Input for this task:
PR #10082, opened 2026-03-02
[3.x] Fix `smart_wire_keys` breaking `@while` and `@for` loops

joshhanley:
# The Scenario

When `smart_wire_keys` is enabled (the default), using `@while` or `@for` loops in a Livewire component throws an `Undefined variable $loop` error, preventing the page from rendering.

```php
<?php

use Livewire\Component;

new class extends Component
{
    //
};
?>

<div>
    @while (true)
        <p>I'm looping forever.</p>
        @break
    @endwhile
</div>
```

# The Problem

In `SupportMorphAwareBladeCompilation`, the `isLoop()` method treats `@while` and `@for` as loop directives. When a loop directive is detected, the precompiler injects code that references `$loop->index`:

```php
$suffix .= '<?php \Livewire\Features\SupportCompiledWireKeys\SupportCompiledWireKeys::startLoop($loop->index); ?>';
```

The `$loop` variable is only available in `@foreach` and `@forelse` loops (provided by Laravel's Blade compiler). It does not exist for `@while` or `@for` loops, so the injected code throws an `Undefined variable $loop` error at runtime.

# The Solution

Remove `@while` and `@for` (and their closing counterparts `@endwhile` and `@endfor`) from the `isLoop()` and `isEndLoop()` methods. These directives still get conditional morph markers (`<!--[if BLOCK]><![endif]-->`) but no longer have loop tracking markers injected.

Fixes https://github.com/livewire/livewire/discussions/10078

### DIFF
--- a/src/Features/SupportMorphAwareBladeCompilation/SupportMorphAwareBladeCompilation.php
+++ b/src/Features/SupportMorphAwareBladeCompilation/SupportMorphAwareBladeCompilation.php
@@ -318,6 +318,9 @@ class SupportMorphAwareBladeCompilation extends ComponentHook
         $loopDirectives = [
             'foreach',
             'forelse',
+            // temp disabling because of "missing $loop" error
+            // 'for',
+            // 'while',
         ];
 
         $pattern = '/@(' . implode('|', $loopDirectives) . ')(?![a-zA-Z])/i';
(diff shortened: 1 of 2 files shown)


joshhanley:
Closing in favour of #10084

PR #10083, opened 2026-03-02
[4.x] Fix sessioned pagination not restoring query string on revisit

joshhanley:
# The Scenario

When persisting the current page to session and restoring it on revisit, the page content is correctly restored but the URL stays clean — the query string is not synced to reflect the restored page. This affects both standard and cursor pagination.

```php
<?php

use Livewire\Volt\Component;
use Livewire\WithPagination;
use App\Models\Post;

new class extends Component {
    use WithPagination;

    public function mount()
    {
        if ($page = session('pagination_page')) {
            $this->setPage($page);
        }
    }

    public function updatedPaginators($page, $pageName)
    {
        session(['pagination_page' => $page]);
    }

    #[Computed]
    public function posts()
    {
        return Post::paginate(10);
    }
}

?>

<div>
        <h1 wire:key="post-{{ $post->id }}">{{ $post->title }}</h1>
    @endforeach

    {{ $this->posts->links() }}
</div>
```

1. User navigates to page 2 — URL updates to `?page=2`, page stored in session
2. User navigates away
3. User revisits with a clean URL — page 2 content is shown (session restored) but the URL stays as `/posts` instead of `/posts?page=2`

# The Problem

Two issues in `SupportPagination::ensurePaginatorIsInitialized()` prevent the query string from syncing:

1. **URL hook skipped when paginator value is pre-set.** The method has an early return when `$this->component->paginators[$pageName]` is already set. This guards both value resolution and URL hook setup. When user code sets the paginator from session during `mount()` (before the paginator resolver runs), the `PaginationUrl` attribute is never created and no URL effect is sent to the frontend.

2. **Missing `except` value on `PaginationUrl`.** The `addUrlHook()` method creates a `PaginationUrl` without an `except` value (defaults to `null`). The push-mode sync logic added in #10028 compares the current value against `except` to detect session-restored values — when `except` is `null`, the comparison falls back to comparing the ephemeral value against itself, which is always equal, so the URL is never synced.

# The Solution

In `ensurePaginatorIsInitialized()`, the early return when the paginator is already set now only applies to subsequent Livewire AJAX requests (where the value came from hydration and JS already has URL tracking from the initial load), or when `SupportQueryString` has already registered a `BaseUrl` attribute for the paginator (e.g. via the legacy `$queryString` property). On the initial page load, when no existing URL tracking exists, the URL hook is added even when the paginator value was pre-set by user code (e.g. session restoration in `mount()`).

In `addUrlHook()`, when the paginator was pre-set, the `$defaultPage` is passed as `except` to `PaginationUrl`. This tells JS that `1` is the default page value (or `''` for cursor pagination), enabling the push-mode sync logic from #10028 to detect when the session-restored value differs from the default and sync the URL via `replaceState`.

Fixes https://github.com/livewire/livewire/discussions/10064

### DIFF
--- a/src/Features/SupportPagination/BrowserTest.php
+++ b/src/Features/SupportPagination/BrowserTest.php
@@ -1155,6 +1155,43 @@ class BrowserTest extends BrowserTestCase
             ;
         });
     }
+
+    public function test_sessioned_cursor_pagination_query_string_is_restored_on_revisit()
+    {
+        $this->beforeServingApplication(function () {
+            app('livewire')->component('session-cursor-pagination', SessionCursorPaginationComponent::class);
+
+            Route::get('/session-cursor-pagination', function () {
+                return app('livewire')->new('session-cursor-pagination')();
+            })->middleware('web');
+        });
+
+        $this->browse(function ($browser) {
+            $browser
+                ->visit('/session-cursor-pagination')
+                ->waitForLivewireToLoad()
+                ->assertSee('Post #1')
+                ->assertSee('Post #3')
+                ->assertDontSee('Post #4')
+                ->assertQueryStringMissing('page')
+
+                // Navigate to page 2 — stores cursor in session...
+                ->waitForLivewire()->click('@nextPage')
+                ->assertSee('Post #4')
+                ->assertSee('Post #6')
+                ->assertDontSee('Post #1')
+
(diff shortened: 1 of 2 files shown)


joshhanley:
I don't think this is the right solution, so closing this.

PR #10089, opened 2026-03-04
[4.x] Add `Authorize` attribute

PerryvanderMeer:
This PR introduces a declarative `#[Authorize]` attribute for Livewire actions, bringing the same elegant authorization DX recently introduced in the Laravel framework https://github.com/laravel/framework/pull/59048 directly into Livewire components.

Currently, authorizing actions in Livewire requires manual calls to `Gate::authorize()` or `$this->authorize()` inside the method body. This attribute allows you to lift that logic into the method signature, making the intent of your code clearer and more concise.

### Basic Gate Check

For simple permissions that don't require a model instance:

```php
#[Authorize('view-dashboard')]
public function showStats() { ... }
```

### Class-based Gate Check

Useful for 'create' permissions where no instance exists yet:

```php
#[Authorize('create', Post::class)]
public function create() { ... }
```

### Authorizing via Component Property

The attribute can automatically pull models from the component's state:

```php
public Post $post;

#[Authorize('update', 'post')]
public function save() { ... }
```

### Authorizing via Method Parameter

It also supports resolving models passed directly to the action, including support for route-model-binding resolution:

```php
#[Authorize('delete', 'comment')]
public function delete(Comment $comment) { ... }
```

### DIFF
--- a/docs/attribute-authorize.md
+++ b/docs/attribute-authorize.md
@@ -1,8 +1,8 @@
-The `#[Authorize]` attribute integrates Laravel’s Gate system directly into your Livewire actions. It ensures that an action is only executed if the user has the necessary permissions, throwing a `403 Forbidden` response otherwise.
+The `#[Authorize]` attribute integrates Laravel's Gate system directly into your Livewire actions. It ensures that an action is only executed if the user has the necessary permissions, throwing a `403 Forbidden` response otherwise.
 
 ## Basic usage
 
-Apply the `#[Authorize]` attribute to any action method. You can pass the ability name and an optional argument:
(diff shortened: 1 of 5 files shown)


calebporzio:
Very nice, makes good sense to me and I think I'd use it.

Only slightly odd thing would be the second parameter pointing to either a property or a method param. I assume Laravel just looks at params, but because Livewire uses properties, we of course need to support those.

But I think I'm fine with something like: `#[Authorize('update', 'post')]` first looking at method params, then falling back to property values.

PerryvanderMeer:
Makes sense @calebporzio. I've changed the resolution order to prioritize the parameter over the property.

calebporzio:
Love this! Thanks for the contribution @PerryvanderMeer !

PR #10108, opened 2026-03-10
[4.x] Fix form object properties bypassing hydration and lifecycle hooks during consolidated updates

joshhanley:
# The Scenario

When all properties of a form object are changed simultaneously (e.g., filling out every field before submitting), two things break:

1. **Enum-typed properties throw a `TypeError`** because the raw string value is assigned directly without casting:

```
TypeError
Cannot assign string to property App\Livewire\Foo\Form::$enumfield of type App\Enums\SomeEnum
```

2. **The `updated()` lifecycle hook on the form object is never called**, even though every property has changed.

Both issues only occur when *all* form fields change from their initial values. If even one field remains unchanged, everything works correctly.

```php
<?php

use App\Enums\SomeEnum;
use Livewire\Form;
use Livewire\Component;

class MyForm extends Form
{
    public string $title = '';
    public SomeEnum $status = SomeEnum::Draft;

    public function updated(string $property)
    {
        // This is never called when ALL fields change at once
    }
}

class Page extends Component
{
    public MyForm $form;

    public function save(): void
    {
        // TypeError: Cannot assign string to property MyForm::$status of type SomeEnum
    }
}
?>

<form wire:submit="save">
    <input type="text" wire:model="form.title" />

    <select wire:model="form.status">
        @foreach (SomeEnum::cases() as $enum)
            <option :value="$enum">{{ $enum->value }}</option>
        @endforeach
    </select>

</form>
```

# The Problem

When only some form fields change, the JavaScript diff algorithm sends individual dot-notation updates (e.g., `form.title: '...'`, `form.status: 'active'`). Each goes through `hydrateForUpdate()` (which handles type casting via synthesizers) and `updateProperty()` (which fires lifecycle hooks).

When **all** form fields change, the JavaScript `diffAndConsolidate()` function consolidates them into a single form-level update (e.g., `form: {title: '...', status: 'active'}`). This consolidated update bypasses the normal per-property hydration path entirely: `hydratePropertyUpdate()` replaces the whole form object via `FormObjectSynth::hydrate()`, which assigns raw values directly to typed properties (causing `TypeError` for enums) and skips the `trigger('update', ...)` call that fires lifecycle hooks.

# The Solution

Form objects are special; they should never be fully replaced during a property update. In `HandleComponents::updateProperties()`, detect when a consolidated update targets a form object and decompose it back into individual dot-notation property updates. This ensures each property goes through the normal `hydrateForUpdate()` and `updateProperty()` path, which properly handles type casting (enums, Carbon, etc.) and fires lifecycle hooks (`updating`/`updated`).

Fixes #10086
Fixes #10102

### DIFF
--- a/src/Features/SupportFormObjects/FormObjectSynth.php
+++ b/src/Features/SupportFormObjects/FormObjectSynth.php
@@ -3,10 +3,8 @@
 namespace Livewire\Features\SupportFormObjects;
 
 use Livewire\Drawer\Utils;
-use Livewire\Mechanisms\HandleComponents\HandleComponents;
 use Livewire\Mechanisms\HandleComponents\Synthesizers\Synth;
 use Livewire\Features\SupportAttributes\AttributeCollection;
-use ReflectionUnionType;
 
 use function Livewire\wrap;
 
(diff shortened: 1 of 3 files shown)


lode:
Thanks for picking this up!

I'm not that much invested in the differences between components and forms. But I was wondering if it is form specific. If I have a component with the same setup (two properties of which one is an enum), I also want enum casting and update hooks called. Will that work?

joshhanley:
@lode no worries! It's definitely form specific due to the way updates are consolidated on the front end. For a component, even if you update all of it's properties in one go, it will still send individual changes to the backend. Where as with a form, if you update all it's properties, the component consolidates them all into an update called `'form'` (or whatever your form property name is) before sending them to the backend.

So a component like that will work fine as it is now 🙂

lode:
Thanks, great!

PR #8956, opened 2024-10-21
[3.x] Fix wire dirty

juliangarcess:
### Contribution Checklist

1️⃣ **Is this something that is wanted/needed?**  
   - Yes, this addresses a bug as discussed in the following issue:  
   [GitHub Discussion #8758](https://github.com/livewire/livewire/discussions/8758).

2️⃣ **Did you create a branch for your fix/feature?**  
   - Yes, I created a dedicated branch for this fix.

3️⃣ **Does it contain multiple, unrelated changes?**  
   - No, the PR only includes changes relevant to this issue.

4️⃣ **Does it include tests?**  
   - No new tests were added as the fix addresses a specific behavior, but no additional test cases are necessary for this change.

5️⃣ **Description of Improvement:**  
   - **What was changed:**  
     I modified `wire-dirty.js` to use the `succeed` hook of the commit instead of the `respond` hook. The `respond` hook caused the DOM to update before the values were flagged as dirty. By switching to the `succeed` hook, the update occurs at the right time, ensuring correct behavior for dirty state tracking.
     
   - **Why it's useful:**  
     This change ensures the DOM is only updated after all values have been marked as dirty, which resolves the issue of premature updates. For more details, refer to the [GitHub Discussion #8758](https://github.com/livewire/livewire/discussions/8758).

---

Thanks for contributing! 🙌

PR #10113, opened 2026-03-12
[4.x] Fix wire dirty (again)

juliangarcess:
### Contribution Checklist

1️⃣ **Is this something that is wanted/needed?**  
- Yes. This addresses a bug that had already been identified and discussed in the following issue:  
  [GitHub Discussion #8758](https://github.com/livewire/livewire/discussions/8758).  
  In fact, this was previously fixed in PR #8956, which was merged, but the failing code was later reintroduced.

2️⃣ **Did you create a branch for your fix/feature?**  
- Yes, I created a dedicated branch for this fix.

3️⃣ **Does it contain multiple, unrelated changes?**  
- No, the PR only includes changes relevant to this issue.

4️⃣ **Does it include tests?**  
- Yes.

5️⃣ **Description of Improvement:**  
- **What was changed:**  
  I modified `wire-dirty.js` to use the `succeed` hook of the commit instead of the `respond` hook. The `respond` hook caused the DOM to update before the values were flagged as dirty. By switching to the `succeed` hook, the update occurs at the right time, ensuring correct behavior for dirty state tracking.

- **Why it's useful:**  
  This change ensures the DOM is only updated after all values have been marked as dirty, which resolves the issue of premature updates. This bug had already been fixed previously in PR #8956, but the problematic code path was later reintroduced, causing the issue to appear again. For more details, refer to the [GitHub Discussion #8758](https://github.com/livewire/livewire/discussions/8758).

---

Thanks for contributing! 🙌


joshhanley:
@juliangarcess thanks for the PR! Can you please add new tests that cover this change, so it never gets broken again? Also please remove `dist/` files from the PR. They get built in CI for PRs now. Thanks!

juliangarcess:
@joshhanley done!

calebporzio:
makes sense, thanks!

PR #10117, opened 2026-03-16
[4.x] Ensure Livewire route with scoped bindings works regardless of order of properties in livewire component

gdebrauwer:
I was trying to use scoped bindings on a Livewire route in my project, but the route did not return a 404 when the child model did not belong to the provided parent.

```php
Route::livewire('scoped-bindings/{store}/{book}', 'pages::scoped-bindings')->scopeBindings();
```

After some debugging, I found out that the scoped bindings did not work because the child property was defined before the parent property in the Livewire component.

```php
// $book property is defined before $store property
// so scoped bindings currently do not work.

new class extends Component {
    public Book $book;

    public Store $store;
}
```

This PR fixes that.

```php
// $store property can be defined before or after $book property,
// scope bindings will work in both scenarios.

new class extends Component {
    public Book $book;

    public Store $store;
}

new class extends Component {
    public Store $store;

    public Book $book;
}
```

### DIFF
--- a/src/Drawer/ImplicitRouteBinding.php
+++ b/src/Drawer/ImplicitRouteBinding.php
@@ -69,6 +69,9 @@ class ImplicitRouteBinding
     {
         return $this->getPublicPropertyTypes($component)
             ->intersectByKeys($route->parametersWithoutNulls())
+            ->sortBy(function ($className, $propName) use ($route) {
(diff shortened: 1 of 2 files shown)


calebporzio:
great, thanks!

Task brief: If a line in the data holds the string "Features", copy that line.

Answer box:
$suffix .= '<?php \Livewire\Features\SupportCompiledWireKeys\SupportCompiledWireKeys::startLoop($loop->index); ?>';
--- a/src/Features/SupportMorphAwareBladeCompilation/SupportMorphAwareBladeCompilation.php
+++ b/src/Features/SupportMorphAwareBladeCompilation/SupportMorphAwareBladeCompilation.php
--- a/src/Features/SupportPagination/BrowserTest.php
+++ b/src/Features/SupportPagination/BrowserTest.php
--- a/src/Features/SupportFormObjects/FormObjectSynth.php
+++ b/src/Features/SupportFormObjects/FormObjectSynth.php
 namespace Livewire\Features\SupportFormObjects;
 use Livewire\Features\SupportAttributes\AttributeCollection;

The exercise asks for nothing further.